A 41-year-old man was referred to our department with a 2-month history of snapping of the FDS at the wrist and a rapid growing mass on the volar aspect of the wrist. The patient had no other subjective symptoms. The patient has a 2-year history of medication for hyperuricemia which has been well-controlled. On physical examination, an elastic hard mass 2×3 cm in size migrated longitudinally along with motion of the middle finger with snapping occurring in both extension and flexion (Fig. 1). Magnetic resonance imaging (MRI) showed that the mass was within the FDS to the middle finger and was isointense with muscle on T1-weighted images and heterogeneously hypointense or hyperintense on T2-weighted images (Fig. 2a,b). With presumptive diagnosis of intratendinous soft tissue tumor including possibility of neoplasm, surgical exploration was performed. A tumor-like mass filled with a white chalky substance was identified within the FDS to the middle finger through extensive zigzag incision from the palm to the distal forearm. Although intraoperative diagnosis of tophaceous gout was obtained, tenotomy of the FDS to the middle finger was performed because of heavy intratendinous infiltration of the tophus and destruction of the tendinous tissue (Fig. 3). Cytology of a chalky white substance demonstrated needle-shaped monosodium urate crystal that was negatively birefringement, and histopathological examination confirmed the diagnosis of tophaceous gout. The postoperative course was uneventful with no remarkable functional deficit from the removal of the superficialis to the middle finger.
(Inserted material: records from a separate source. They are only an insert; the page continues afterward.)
PR #1615, opened 2023-07-01
Add the shark compile downstream due to https://github.com/pytorch/py…

pashu123:
…torch/pull/104185#issuecomment-1615110613

The registration can be done downstream and can be maintained there.

### DIFF
--- a/shark/__init__.py
+++ b/shark/__init__.py
@@ -1,0 +1,28 @@
+import importlib
+import logging
+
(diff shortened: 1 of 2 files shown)


pashu123:
@powderluv Due to https://github.com/pytorch/pytorch/pull/104185#issuecomment-1615110613 I have added the registration downstream.

powderluv (approved):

Although tophaceous gout is caused by poorly controlled long-lasting hyperuricemia, there have been only a few case reports of intratendinous infiltration of tophaceous gout affecting tendons of the hand [4–6]. In the past reports, all intratendinous infiltrations of tophaceous gout occurred at the wrist and existed with carpal tunnel syndrome [4–6]. In our case, since the main torus of the tophus existed proximally to the flexor retinaculum in resting position of the hand, triggering of the torus against the flexor retinaculum occurred in extension of the middle finger instead of carpal tunnel syndrome. Since self-regression can be achieved when hyperuricemia is treated properly and serum concentration of uric acid is maintained below 5.6 mg/100 ml , tophaceous gout is seldom seen in a well-controlled hyperuricemia patient. It was, therefore, very difficult to achieve preoperative diagnosis of intratendinous tophi in our case. MRI without clinical diagnosis of gout may mislead clinicians to more pessimistic diagnosis because signal intensity in the T2-weighted images may be heterogeneous due to urate crystal or calcium deposition, making distinction from neoplasm difficult (Fig. 2a,b) . On the other hand, the development of a malignant fibrous histiocytoma in a tophus occasionally occurs . Fine-needle aspiration biopsy prior to surgical exploration is the most reliable means for the diagnosis of intratendinous infiltration of tophaceous gout . Since the torus of the intratendinous infiltration of tophaceous gout at the wrist easily shows median nerve compression and/or functional deficit by triggering of tendon(s), surgical intervention like both tenotomy and tenosynovectomy are useful treatment options in addition to conventional medication for gout.